The answer is every line of the records that holds the word "broken", copied in full.
*** Opening of TASK INPUTS ***
PR #798, opened 2021-03-31
Fix issue with heal close

Bolodya1997:
# Issue
`Close` doesn't stop healing.

# Solution
Use context created for healing instead of `f.ctx` in healing.

### DIFF
--- a/pkg/networkservice/common/heal/server.go
+++ b/pkg/networkservice/common/heal/server.go
@@ -179,7 +179,7 @@ func (f *healServer) healAsNeeded(baseCtx context.Context, request *networkservi
 		return
 	}
 
-	ctx, cancel := context.WithCancel(f.ctx)
+	ctx, cancel := f.healContext(baseCtx)
 	defer cancel()
 	id := request.GetConnection().GetId()
 	<-f.cancelHealMapExecutor.AsyncExec(func() {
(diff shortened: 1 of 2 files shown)


pkg/networkservice/common/heal/server.go
```diff
@@ -356,43 +350,38 @@ func (f *healServer) restoreConnection(ctx, baseCtx context.Context, request *ne
...
 
 	if err != nil {
-		f.processHeal(baseCtx, request.Clone(), opts...)
+		f.processHeal(ctx, baseCtx, request.Clone(), opts...)
 	}
 }
 
-func (f *healServer) processHeal(baseCtx context.Context, request *networkservice.NetworkServiceRequest, opts ...grpc.CallOption) {
-	logEntry := log.FromContext(f.ctx).WithField("healServer", "processHeal")
+func (f *healServer) processHeal(ctx, baseCtx context.Context, request *networkservice.NetworkServiceRequest, opts ...grpc.CallOption) {
```
denis-tingaikin, line 367: Let's just pass one heal context which will include candidates :) 
```suggestion
func (f *healServer) processHeal(ctx context.Context, request *networkservice.NetworkServiceRequest, opts ...grpc.CallOption) {
```

Bolodya1997: Yep, fixed.

denis-tingaikin (approved):

PR #810, opened 2021-04-08
Add Client Monitor to the Heal Client

### LINKED ISSUE #797: Add Client Monitor to the Heal Client
- Move `Monitor Connections` client from `heal server` to `heal client`
- Inform `Heal Server` from `Heal Client` about new connections and connection changes if `Heal Server` is presented in the chain
- Cache changed connections on `Heal Client` and swap connection to the newer version on `Close` request.

d-uzlov:
Fixes #797


pkg/networkservice/common/heal/client.go
```diff
@@ -19,41 +19,243 @@ package heal
...
+	//  will we receive a new event with this channel?
+	//  If not, then we will block on waiting and return an error eventually
+	verifySuccessCh, err := u.addToExpectedConnections(request.GetConnection())
+	if err != nil {
+		return nil, err
+	}
+
 	conn, err := next.Client(ctx).Request(ctx, request, opts...)
+	if err != nil {
+		return conn, err
```
Bolodya1997, line 85: We have the following pattern for such case:
```go
func Request() {
    conn, err := next.Request()
    if err != nil {
        return nil, err // <-- return `nil` instead of `conn`
    }
    err := doSomething()
    if err != nil {
        next.Close(conn) // <-- close `conn` if we failed to process it
        return nil, err // <-- return `nil` instead of `conn`
    }
    return conn, nil
}
```

pkg/networkservice/common/heal/client.go
```diff
@@ -19,41 +19,243 @@ package heal
...
+	//if err != nil {
+	//	return conn, errors.Wrapf(err, "error converting pathSegment.GetExpires() to time.Time: %+v", pathSegment.GetExpires())
+	//}
+
+successVerifyLoop:
+	for {
+		select {
+		case <-u.ctx.Done():
+			u.removeFromExpectedConnections(conn)
+			return conn, errors.Errorf("can't wait for connection %v (segment %v) verification: chain context was canceled", conn.GetId(), conn.GetNextPathSegment())
```
Bolodya1997, line 100: Please look pattern.

pkg/networkservice/common/heal/client.go
```diff
@@ -19,41 +19,243 @@ package heal
...
-		registerClient(u.ctx, conn, u.cc)
+			// TODO
+			//  original code used expire time for waiting but it didn't matter because
+			//  originally we created a monitor and received INITIAL_STATE_TRANSFER event which always was instantaneous,
+			//  regardless if there were errors
+			//  now it's unclear how long we should wait
+		//case <-time.After(time.Until(expireTime)):
+		case <-time.After(time.Second):
+			u.removeFromExpectedConnections(conn)
+			return conn, errors.New("timeout expired but we couldn't verify that connection was established")
```
Bolodya1997, line 116: Please look pattern.

pkg/networkservice/common/heal/client.go
```diff
@@ -19,41 +19,243 @@ package heal
...
+				return false
+			}
+		}
+		return true
+	}
+
+	for u.ctx.Err() == nil {
+		event, err := monitorClient.Recv()
+		if err != nil {
+			if u.ctx.Err() != nil {
```
Bolodya1997, line 157: I suppose that we just need to call heal server for all the connections we own. There possibly can be a case when gRPC connection breaks and so connect server closes the client context, so context can be closed even if we really need to heal server. So heal server would decide by itself if there is a need to heal connections IDs given from the heal client.

pkg/networkservice/common/heal/client.go
```diff
@@ -19,41 +19,243 @@ package heal
...
+		conn = cachedConn
+	} else {
+		// TODO log this?
+	}
+
 	return next.Client(ctx).Close(ctx, conn, opts...)
 }
+
+func (u *healClient) listenToConnectionChanges(heal HealRequestFunc, errCh chan error) {
+	monitorClient, err := u.cc.MonitorConnections(u.ctx, &networkservice.MonitorScopeSelector{})
```
Bolodya1997, line 134: We can use such path segments as a selector for all connections that have us as a previous path segment.
```
[]{ { Name: currentPathSegment.Name }, { Name: "" } }
```

pkg/networkservice/common/heal/client.go
```diff
@@ -19,41 +19,243 @@ package heal
...
+	if err != nil {
+		errCh <- errors.Wrap(err, "MonitorConnections failed")
+		return
+	}
+	close(errCh)
+
+	// TODO should we really compare paths from the beginning?
+	pathStartsWith := func(c *networkservice.Connection, reference *networkservice.Connection) bool {
```
Bolodya1997, line 142: If we use the selector mentioned above, we only need to check `conn.GetPrevPathSegment().Id` instead of full path prefix.

pkg/networkservice/common/heal/client.go
```diff
@@ -19,41 +19,243 @@ package heal
...
+				return
+			}
+			continue
+		}
+
+		var connsToHeal []string
+
+		switch event.GetType() {
+		case networkservice.ConnectionEventType_INITIAL_STATE_TRANSFER: // TODO is this case special?
+			fallthrough
```
Bolodya1997, line 172: Just do nothing, there are no requests from us at the moment.

pkg/networkservice/common/heal/client.go
```diff
@@ -19,41 +19,243 @@ package heal
...
+				for _, svReq := range u.expectedConns {
+					if pathStartsWith(conn, svReq.prefixConn) {
+						svReq.ch <- conn.GetPath().GetPathSegments()[svReq.prefixConn.GetPath().GetIndex()+1]
+					}
+				}
+			}
+			u.expectedConnsMutex.Unlock()
+
+		case networkservice.ConnectionEventType_DELETE:
+			if heal != nil {
```
Bolodya1997, line 201: It must be not nil, so you may add this check somewhere out of this function.

d-uzlov: When I talked with Denis Tingaikin about heal callback few days ago, he said that heal server may not be present in the chain, therefore it's allowed for this variable to be nil, and heal client in this case should still listen to changes to replace the connection in the Close() call.

pkg/networkservice/common/heal/client.go
```diff
@@ -19,41 +19,208 @@ package heal
...
+		}
+		return true
+	})
+}
+
+func (u *healClient) addToExpectedConnections(conn *networkservice.Connection) *connVerificationRequest {
+	connAlreadyExists := false
+	<-u.conCacheExecutor.AsyncExec(func() {
+		if cachedConn, ok := u.connCache[conn.GetId()]; ok {
+			if cachedConn.GetCurrentPathSegment().GetId() == conn.GetCurrentPathSegment().GetId() {
```
Bolodya1997, line 174: `conn.GetCurrentPathSegment().GetId()` is the same as `conn.GetId()`.

pkg/networkservice/common/heal/client.go
```diff
@@ -19,41 +19,208 @@ package heal
...
+
+	return &req
+}
+
+func (u *healClient) confirmConnectionSuccess(conn *networkservice.Connection, req *connVerificationRequest) error {
+	timeoutCh := time.After(time.Millisecond * 100)
+	for {
+		select {
+		case segment := <-req.connectionSuccessCh:
+			if conn.GetNextPathSegment().Equal(segment) {
```
Bolodya1997, line 199: I don't think that we need such check. We have already filtered out all connections except the ones going from us. We now that for the `segment` previous `conn.Id` matches this `conn.Id`. So there is no need to send a `segment` and check it for something, because we have already checked everything we want.

pkg/networkservice/common/heal/client.go
```diff
@@ -19,41 +19,208 @@ package heal
...
-type RegisterClientFunc func(context.Context, *networkservice.Connection, networkservice.MonitorConnectionClient)
-
 type healClient struct {
-	ctx context.Context
-	cc  networkservice.MonitorConnectionClient
+	ctx              context.Context
+	cc               networkservice.MonitorConnectionClient
+	initOnce         sync.Once
+	initErr          error
+	connCache        map[string]*networkservice.Connection
```
Bolodya1997, line 40: Probably it would be better to create a `sync.Map` of something like that:
```go
type connnectionInfo struct {
    conn *networkservice.Connection
    state connState // { initial, ready, broken }
    updateCh chan struct{}
}
```
instead of managing multiple maps? And so it would be easier to handle different refresh/refresh on broken scenarios because there is a `state`.

pkg/networkservice/common/heal/client.go
```diff
@@ -19,41 +19,208 @@ package heal
...
+		}
+
+		switch event.GetType() {
+		case networkservice.ConnectionEventType_INITIAL_STATE_TRANSFER:
+			continue
+		case networkservice.ConnectionEventType_UPDATE:
+			<-u.conCacheExecutor.AsyncExec(func() {
+				for _, conn := range event.GetConnections() {
+					if _, ok := u.connCache[conn.GetId()]; ok {
+						u.connCache[conn.GetId()] = conn.Clone()
```
Bolodya1997, line 128: Probably `conn.GetPrevPathSegment().GetId()`?

pkg/networkservice/common/heal/client.go
```diff
@@ -19,41 +19,208 @@ package heal
...
+	}
+	close(errCh)
+
+	for {
+		event, err := monitorClient.Recv()
+		if err != nil {
+			if heal != nil {
+				<-u.conCacheExecutor.AsyncExec(func() {
+					for id := range u.connCache {
+						heal(id, true)
```
Bolodya1997, line 114: We probably want to pass updated path from `connCache` to the `heal` to make it work properly. I suppose that it is not enough to pass only `id` because in such case `heal` will be invoked with a new client and there will be no `connCache`.

pkg/networkservice/common/heal/client.go
```diff
@@ -19,41 +19,208 @@ package heal
...
+	if u.initErr != nil {
+		return nil, u.initErr
+	}
+
+	verificationRequest := u.addToExpectedConnections(request.GetConnection())
+	if verificationRequest != nil {
+		defer close(verificationRequest.stopCh)
+	}
+
 	conn, err := next.Client(ctx).Request(ctx, request, opts...)
```
Bolodya1997, line 71: We probably want to use here updated path from `connCache`.

pkg/networkservice/common/heal/client.go
```diff
@@ -19,41 +19,208 @@ package heal
...
-	return conn, err
+
+	return conn, nil
 }
 
 func (u *healClient) Close(ctx context.Context, conn *networkservice.Connection, opts ...grpc.CallOption) (*empty.Empty, error) {
+	if cachedConn, ok := u.removeConnectionFromMonitor(conn); ok {
+		conn = cachedConn
+	} else {
+		log.FromContext(ctx).WithField("healClient", "Close").Warnf("can't find connection in cache, id=%v", conn.GetId())
```
Bolodya1997, line 92: No entry in cache means no connection exists, here we can simply return `new(empty.Empty), nil`.

pkg/networkservice/common/heal/client.go
d-uzlov: Heal client does 2 things:
1. Listening of it's own connection, to make sure Close() always gets the correct connection information (UPDATE event).
2. Monitoring of next segment of connection, to request heal if there are issues (DELETE event).

So on UPDATE event we search for our own connections, and in DELETE we search for connections that have our connections as previous path segment.

pkg/networkservice/common/heal/client.go
d-uzlov: I don't think so.
When Request() is called on client, it gets fresh path from previous chain elements.
If we replace it with the path we have, that path may be outdated.

pkg/networkservice/common/heal/client.go
Bolodya1997: How can we receive current connection from the next hop if the next hop sends updates only for its connections?
https://github.com/networkservicemesh/sdk/blob/2de39a89505e17de4e4c3daac4161f02bfbd88d0/pkg/networkservice/common/monitor/server.go#L89-L100

pkg/networkservice/common/heal/context.go
```diff
@@ -18,23 +18,32 @@ package heal
...
 
 type contextKeyType string
 
-func withRegisterClientFunc(parent context.Context, registerClientFunc RegisterClientFunc) context.Context {
+// requestHealFuncType - function used to inform heal server that connection should be healed
+//                       - conn              - connection to be healed
+//                       - restoreConnection - flag to specify whether what to heal.
+//                                             When false, only heals this particular connection.
+//                                             When true also tries to heal physical connection to next hop.
+type requestHealFuncType func(conn *networkservice.Connection, restoreConnection bool)
```
denis-tingaikin, line 36: It looks like we actually have two functions that hid by the boolean flag. Please consider removing the boolean flag and create two separate functions:
1. onRestoreConnection(conn *networkservice.Connection)
2. onHealConnection(conn *networkservice.Connection)

pkg/networkservice/common/heal/client.go
```diff
@@ -45,15 +57,174 @@ func NewClient(ctx context.Context, cc networkservice.MonitorConnectionClient) n
...
+	if err != nil {
+		errCh <- errors.Wrap(err, "MonitorConnections failed")
+		return
+	}
+
+	close(errCh)
+
+	for {
+		event, err := monitorClient.Recv()
+		if err != nil {
```
denis-tingaikin, line 146: Please verify that we don't get 'EOF'. `EOF` is a valid error for streams.

pkg/networkservice/common/heal/client.go
```diff
@@ -45,15 +57,174 @@ func NewClient(ctx context.Context, cc networkservice.MonitorConnectionClient) n
...
+				info.mut.Lock()
+				defer info.mut.Unlock()
+				heal(info.conn, true)
+				return true
+			})
+			return
+		}
+
+		for _, eventConn := range event.GetConnections() {
+			eventConn := eventConn
```
denis-tingaikin, line 157:
```suggestion
```

pkg/networkservice/common/heal/client.go
```diff
@@ -45,15 +57,174 @@ func NewClient(ctx context.Context, cc networkservice.MonitorConnectionClient) n
...
+}
+
+// confirmConnectionSuccess - waits for monitor thread to receive event confirming successful connection to next node
+func (u *healClient) confirmConnectionSuccess(conn *networkservice.Connection, successVerificationCh chan struct{}) error {
+	timeoutCh := time.After(time.Millisecond * 100)
+	select {
+	case <-successVerificationCh:
+		return nil
+	case <-timeoutCh:
+		return errors.Errorf("healClient: timeout expired but we couldn't verify that connection was established, connection id: %v", conn.GetId())
```
denis-tingaikin, line 190:
```suggestion
		return errors.Errorf("couldn't verify that connection: %v was established", conn.GetId())
```

pkg/networkservice/common/heal/client.go
```diff
@@ -45,15 +57,174 @@ func NewClient(ctx context.Context, cc networkservice.MonitorConnectionClient) n
...
+	}
+	info.mut.Lock()
+	defer info.mut.Unlock()
+	fun(info)
+}
+
+// applyLocked - searches the map for entry with key=id and runs provided function while entry mutex is locked.
+//               If map doesn't have entry with this key creates a new entry.
+//               Function is informed whether it receives new key or already existing key via first argument.
+func (m *connectionInfoMap) applyLockedOrNew(id string, fun func(created bool, info *connectionInfo)) {
```
denis-tingaikin, line 219: This is using only in one place. Please consider using this inline.

pkg/networkservice/common/heal/gen.go
```diff
@@ -19,11 +19,30 @@
...
+	"github.com/networkservicemesh/api/pkg/api/networkservice"
 )
 
-//go:generate go-syncmap -output connection_map.gen.go -type connectionMap<string,connection>
-//go:generate go-syncmap -output client_connection_map.gen.go -type clientConnMap<string,clientConnInfo>
+type connectionInfo struct {
+	mut                   sync.Mutex
+	conn                  *networkservice.Connection
+	state                 connectionState
+	successVerificationCh chan struct{}
```
denis-tingaikin, line 32: Why we can't use `sync.Cond` as @Bolodya1997 suggested for simplifying the code?

pkg/networkservice/common/heal/gen.go
```diff
@@ -19,11 +19,30 @@
...
+	request *networkservice.NetworkServiceRequest
+	ctx     context.Context
+	cancel  func()
+}
+
+//go:generate go-syncmap -output context_wrapper_map.gen.go -type ctxWrapperMap<string,*ctxWrapper>
 
-type connectionMap sync.Map
-type clientConnMap sync.Map
+type ctxWrapperMap sync.Map
```
denis-tingaikin, line 48: Seems to me this is not using and can be removed.

denis-tingaikin (changes requested):

pkg/networkservice/common/heal/client.go
Bolodya1997: I suppose that receiving `EOF` in such case still means that we need to start healing :)

d-uzlov: What would EOF change here?
If I understand correctly, we should get EOF when connection to the next hop is closed because it is no longer needed, and in case this happens, connection map in this client should already be empty.
So if I add a check for EOF and just stop executing without requesting heal, this would change nothing.
Am I missing something?

pkg/networkservice/common/heal/client.go
d-uzlov: Without this line linter complains that I have unsafe usage of loop variable.

denis-tingaikin: OK, I see, linter is correct.

Then let's rework this to the index loop.

```suggestion
			eventConn := event.GetConnections()[i]
```

pkg/networkservice/common/heal/client.go
```diff
@@ -19,41 +19,177 @@ package heal
...
+	connInfo.conn = conn.Clone()
+	if connInfo.state != connStateReady {
+		ch := make(chan struct{})
+		go func() {
+			connInfo.cond.Wait()
+			close(ch)
+		}()
+		select {
+		case <-ch:
+		case <-time.After(100 * time.Millisecond):
```
denis-tingaikin, line 119: Why 100 ms is enough?

pkg/networkservice/common/heal/client.go
```diff
@@ -19,41 +19,177 @@ package heal
...
-		registerClient(u.ctx, conn, u.cc)
+	connInfo.cond.L.Lock()
+	defer connInfo.cond.L.Unlock()
+	connInfo.conn = conn.Clone()
+	if connInfo.state != connStateReady {
+		ch := make(chan struct{})
+		go func() {
+			connInfo.cond.Wait()
+			close(ch)
+		}()
```
denis-tingaikin, line 116: Oh, I see for cond we need a goroutine for the `select` statement. Probably the channel version is better.
@Bolodya1997 Thoughts?

pkg/networkservice/common/heal/client.go
```diff
@@ -19,41 +19,177 @@ package heal
...
+		case <-ch:
+		case <-time.After(100 * time.Millisecond):
+			connInfo.cond.Broadcast()
+			<-ch
+			if connInfo.state == connStateInitial {
+				u.conns.Delete(conn.GetId())
+			}
+			_, _ = next.Client(ctx).Close(ctx, conn, opts...)
+			return nil, errors.Errorf("couldn't verify that connection: %v was established", conn.GetId())
+		}
```
denis-tingaikin, line 127: I think it is not a good solution to wait to sync with the monitoring server. Can we manage to miss of initial event in a separate goroutine and notify the server on timeout?

denis-tingaikin (changes requested):

pkg/networkservice/common/heal/client.go
```diff
@@ -19,41 +19,177 @@ package heal
...
+		select {
+		case <-ch:
+		case <-time.After(100 * time.Millisecond):
+			connInfo.cond.Broadcast()
+			<-ch
+			if connInfo.state == connStateInitial {
+				u.conns.Delete(conn.GetId())
+			}
+			_, _ = next.Client(ctx).Close(ctx, conn, opts...)
+			return nil, errors.Errorf("couldn't verify that connection: %v was established", conn.GetId())
```
denis-tingaikin, line 126: Finally, by my local investigation, I found that we are using the monitor because we incorrectly handling grpc connection death.

denis-tingaikin (changes requested):
Please add keepalive.`ClientParameters` into https://github.com/networkservicemesh/sdk/blob/main/pkg/networkservice/common/connect/client.go#L62 
https://pkg.go.dev/google.golang.org/grpc#WithKeepaliveParams

denis-tingaikin:
@edwarnicke , @Bolodya1997 Could you review this PR?

denis-tingaikin (approved):
In general, It looks good to me.

edwarnicke (approved):

pkg/networkservice/common/heal/client.go
```diff
@@ -19,41 +19,150 @@ package heal
...
-		registerClient(u.ctx, conn, u.cc)
+	connInfo, _ := u.conns.LoadOrStore(conn.GetId(), &connectionInfo{
+		conn: conn.Clone(),
+		mut:  sync.Mutex{},
+	})
+	u.replaceConnectionPath(conn, connInfo)
+
+	conn, err := next.Client(ctx).Request(ctx, request, opts...)
+	if err != nil {
+		return nil, err
```
Bolodya1997, line 97: If it is a first request for the connection, we need to remove `connInfo` from `u.conns`.

pkg/networkservice/common/heal/server.go
```diff
@@ -409,7 +227,7 @@ func (f *healServer) processHeal(ctx context.Context, request *networkservice.Ne
 		}
 	} else {
 		// Huge timeout is not required to close connection on a current path segment
-		closeCtx, closeCancel := clockTime.WithTimeout(ctx, time.Second)
+		closeCtx, closeCancel := context.WithTimeout(ctx, time.Second)
```
Bolodya1997, line 230: Please don't use direct `context.WithTimeout`, `.WithDeadline` and `time.` methods. Use tools from `pkg/tools/clock`.

Bolodya1997 (approved):

PR #838, opened 2021-04-16
Skip heal restore tests

Bolodya1997:
## Issue
https://github.com/networkservicemesh/sdk/issues/840

### DIFF
--- a/pkg/networkservice/chains/nsmgr/server_heal_test.go
+++ b/pkg/networkservice/chains/nsmgr/server_heal_test.go
@@ -275,8 +275,6 @@ func testNSMGRHealForwarder(t *testing.T, nodeNum int, restored bool, customConf
 }
 
 func TestNSMGR_HealRemoteNSMgrRestored(t *testing.T) {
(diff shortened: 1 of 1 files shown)


pkg/networkservice/chains/nsmgr/server_heal_test.go
```diff
@@ -368,7 +374,7 @@ func testNSMGRHealNSMgr(t *testing.T, nodeNum int, customConfig []*sandbox.NodeC
 	e, err := nsc.Close(ctx, conn)
 	require.NoError(t, err)
 	require.NotNil(t, e)
-	require.Equal(t, int32(2), atomic.LoadInt32(&counter.Requests))
```
denis-tingaikin, line 371: @Bolodya1997 Why this is changed?

Bolodya1997: There was a bug in code accidentally made by Artem. Initially there was a test without refresh request, after it was skipped due to the https://github.com/networkservicemesh/sdk/issues/770 and after there were added refresh request (but the test has already been skipped and so this count was not updated).

Issue #734, opened 2021-02-24
Refactor chains/registryproxy to use Option pattern


denis-tingaikin:
## Motivation

We can simplify using of our chains with
[Option pattern](https://github.com/tmrts/go-patterns/blob/master/idiom/functional-options.md)

See at an example: https://github.com/networkservicemesh/sdk/commit/9007c4530373d301993ecd8985a1c9abebe359b2

Moreover, this can super help us with minimization of manual changes of upstream repositories.

Entry point: https://github.com/networkservicemesh/sdk/blob/master/pkg/registry/chains/proxydns/server.go

PR #852, opened 2021-04-20
Refactor chains/registryproxy to use options

glazychev-art:
#734 


denis-tingaikin:
We discussed with @edwarnicke about a modification of the interdomain protocol. Now interdomain case Path should include registry-proxy, nsmgr-proxy from the remote side. It means that chains/registryproxy will be reworked in https://github.com/networkservicemesh/sdk/issues/854

denis-tingaikin:
Will apply this patch in https://github.com/networkservicemesh/sdk/issues/854

Issue #1442, opened 2023-03-28
Memory DNS Handler handles requests incorrectly if it doesn't have the required DNS record.


NikitaSkrynnik:
## Expected Behavior

Memory DNS handler handles requests with empty answers correctly.

## Current Behavior

Memory DNS handler handler requests for non-existent records incorrectly. Some utilities (ping, for example) don't work because of this.

## Steps to Reproduce

1. Run vl3-dns example
2. Ping one alpine from another alpine using its dns name without `-4` flag

## Failure Logs
[logs.txt](https://github.com/networkservicemesh/sdk/files/11092655/logs.txt)

denis-tingaikin:
Seems like fixed by https://github.com/networkservicemesh/sdk/pull/1443

PR #1443, opened 2023-03-29
Rework request handling in memory handler

NikitaSkrynnik:
## Issue link
[](https://github.com/networkservicemesh/sdk/issues/1442)

## How Has This Been Tested?

- [x] Tested manually
- [ ] Have not tested

## Types of changes

- [x] Bug fix
- [ ] New functionality
- [ ] Documentation
- [ ] Refactoring
- [ ] CI

### DIFF
--- a/pkg/tools/dnsutils/memory/handler.go
+++ b/pkg/tools/dnsutils/memory/handler.go
@@ -54,10 +54,6 @@ func (f *memoryHandler) ServeDNS(ctx context.Context, rw dns.ResponseWriter, msg
 		return
 	}
 
-	rwWrapper := &responseWriter{
-		ResponseWriter: rw,
-	}
-
 	var name = dns.Name(msg.Question[0].Name).String()
 	var resp = new(dns.Msg)
 	resp.SetReply(msg)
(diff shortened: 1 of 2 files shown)


pkg/tools/dnsutils/memory/handler.go
```diff
@@ -72,18 +68,23 @@ func (f *memoryHandler) ServeDNS(ctx context.Context, rw dns.ResponseWriter, msg
...
 		return
 	}
 
-	if err := rw.WriteMsg(resp); err != nil {
-		dns.HandleFailed(rw, msg)
+	if _, ok := f.records.Load(name); ok {
+		m := new(dns.Msg)
+		_ = rw.WriteMsg(m.SetRcode(msg, dns.RcodeSuccess))
+	} else {
+		rwWrapper := &responseWriter{ResponseWriter: rw}
```
denis-tingaikin, line 82: 1. please remove `responseWriter.`

`fanout` should handler the server fail.

2. add regression unit test

denis-tingaikin (changes requested):

pkg/tools/dnsutils/memory/handler.go
NikitaSkrynnik: `responseWriter` doesn't check only fanout, but any handler that goes after memory handler. If we remove `responseWriter` we can get an error, because in some cases nothing will be written to `rw`.

denis-tingaikin (approved):
@glazychev-art Do you have any comments?

glazychev-art (approved):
*** Close of TASK INPUTS ***
RESULT OF THE EXERCISE =>
    state connState // { initial, ready, broken }
instead of managing multiple maps? And so it would be easier to handle different refresh/refresh on broken scenarios because there is a `state`.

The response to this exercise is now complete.